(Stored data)
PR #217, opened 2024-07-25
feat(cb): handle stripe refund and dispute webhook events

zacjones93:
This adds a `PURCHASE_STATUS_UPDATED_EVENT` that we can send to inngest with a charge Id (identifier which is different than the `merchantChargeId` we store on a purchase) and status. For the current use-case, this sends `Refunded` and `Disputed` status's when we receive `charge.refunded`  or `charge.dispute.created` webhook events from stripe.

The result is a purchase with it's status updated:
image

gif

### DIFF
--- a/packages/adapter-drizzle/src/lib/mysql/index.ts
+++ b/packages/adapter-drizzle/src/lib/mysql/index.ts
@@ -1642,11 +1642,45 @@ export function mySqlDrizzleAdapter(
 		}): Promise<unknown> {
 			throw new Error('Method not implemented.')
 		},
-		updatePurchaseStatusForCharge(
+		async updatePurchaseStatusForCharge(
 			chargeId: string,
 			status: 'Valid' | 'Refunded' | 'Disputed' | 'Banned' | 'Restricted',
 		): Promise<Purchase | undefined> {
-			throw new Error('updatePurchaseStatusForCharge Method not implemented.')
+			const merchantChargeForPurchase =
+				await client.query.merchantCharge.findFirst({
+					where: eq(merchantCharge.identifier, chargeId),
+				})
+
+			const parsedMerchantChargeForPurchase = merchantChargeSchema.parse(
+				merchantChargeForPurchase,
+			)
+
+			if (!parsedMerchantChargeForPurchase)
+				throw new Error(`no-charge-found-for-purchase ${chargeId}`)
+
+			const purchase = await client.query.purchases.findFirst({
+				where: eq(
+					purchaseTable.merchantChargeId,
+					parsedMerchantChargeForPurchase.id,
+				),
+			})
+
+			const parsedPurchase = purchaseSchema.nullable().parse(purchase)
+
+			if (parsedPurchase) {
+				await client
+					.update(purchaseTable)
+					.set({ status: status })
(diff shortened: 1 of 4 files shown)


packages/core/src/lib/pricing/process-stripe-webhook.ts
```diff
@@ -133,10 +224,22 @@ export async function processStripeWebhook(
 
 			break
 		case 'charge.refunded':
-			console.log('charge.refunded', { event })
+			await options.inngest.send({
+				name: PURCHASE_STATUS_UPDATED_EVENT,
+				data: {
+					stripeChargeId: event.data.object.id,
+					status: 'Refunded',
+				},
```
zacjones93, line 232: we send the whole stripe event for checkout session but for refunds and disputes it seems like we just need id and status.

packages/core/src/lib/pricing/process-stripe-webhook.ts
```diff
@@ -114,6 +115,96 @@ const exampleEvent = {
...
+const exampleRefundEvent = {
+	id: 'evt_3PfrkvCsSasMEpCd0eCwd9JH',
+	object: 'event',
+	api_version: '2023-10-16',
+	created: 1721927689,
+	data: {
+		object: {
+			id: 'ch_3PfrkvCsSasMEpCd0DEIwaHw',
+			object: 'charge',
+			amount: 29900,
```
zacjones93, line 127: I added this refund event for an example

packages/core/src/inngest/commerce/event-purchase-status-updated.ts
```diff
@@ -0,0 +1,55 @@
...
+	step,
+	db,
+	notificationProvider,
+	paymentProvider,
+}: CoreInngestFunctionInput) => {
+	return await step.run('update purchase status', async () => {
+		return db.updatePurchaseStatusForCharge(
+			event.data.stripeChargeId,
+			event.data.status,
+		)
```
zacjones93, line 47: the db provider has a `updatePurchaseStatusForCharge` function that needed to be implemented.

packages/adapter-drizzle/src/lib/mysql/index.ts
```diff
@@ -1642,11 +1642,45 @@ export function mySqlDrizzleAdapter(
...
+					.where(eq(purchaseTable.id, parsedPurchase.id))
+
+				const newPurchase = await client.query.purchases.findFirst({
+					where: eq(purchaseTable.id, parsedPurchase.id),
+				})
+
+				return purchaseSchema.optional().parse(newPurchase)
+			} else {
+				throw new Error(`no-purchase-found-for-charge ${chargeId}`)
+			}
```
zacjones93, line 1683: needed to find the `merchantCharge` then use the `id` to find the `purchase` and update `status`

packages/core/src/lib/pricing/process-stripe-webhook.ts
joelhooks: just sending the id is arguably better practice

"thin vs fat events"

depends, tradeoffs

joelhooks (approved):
---
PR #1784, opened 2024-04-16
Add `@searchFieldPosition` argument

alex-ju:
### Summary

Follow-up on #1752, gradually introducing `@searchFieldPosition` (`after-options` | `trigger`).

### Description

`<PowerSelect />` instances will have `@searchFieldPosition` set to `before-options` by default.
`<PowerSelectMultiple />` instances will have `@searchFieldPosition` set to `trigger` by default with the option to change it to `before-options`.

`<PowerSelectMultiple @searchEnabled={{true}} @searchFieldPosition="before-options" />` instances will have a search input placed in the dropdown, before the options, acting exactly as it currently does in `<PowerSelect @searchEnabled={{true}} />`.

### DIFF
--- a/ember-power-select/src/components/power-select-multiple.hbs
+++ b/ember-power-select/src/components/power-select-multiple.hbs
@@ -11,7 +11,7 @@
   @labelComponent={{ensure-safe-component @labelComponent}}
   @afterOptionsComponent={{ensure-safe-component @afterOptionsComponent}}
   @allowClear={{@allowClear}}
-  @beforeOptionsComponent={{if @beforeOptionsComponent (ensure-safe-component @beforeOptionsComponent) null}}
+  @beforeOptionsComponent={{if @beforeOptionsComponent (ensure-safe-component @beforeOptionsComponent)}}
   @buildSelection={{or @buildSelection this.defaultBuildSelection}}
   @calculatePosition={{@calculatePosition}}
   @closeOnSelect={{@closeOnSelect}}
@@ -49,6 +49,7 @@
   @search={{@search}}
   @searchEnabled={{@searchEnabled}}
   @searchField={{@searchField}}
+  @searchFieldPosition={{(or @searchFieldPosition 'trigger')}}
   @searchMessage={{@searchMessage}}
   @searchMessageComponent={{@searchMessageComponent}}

## WHAT YOU NEED TO DO:
In the lines above, find the word "ember" and copy each line that contains it.

## SOLUTION:
--- a/ember-power-select/src/components/power-select-multiple.hbs
+++ b/ember-power-select/src/components/power-select-multiple.hbs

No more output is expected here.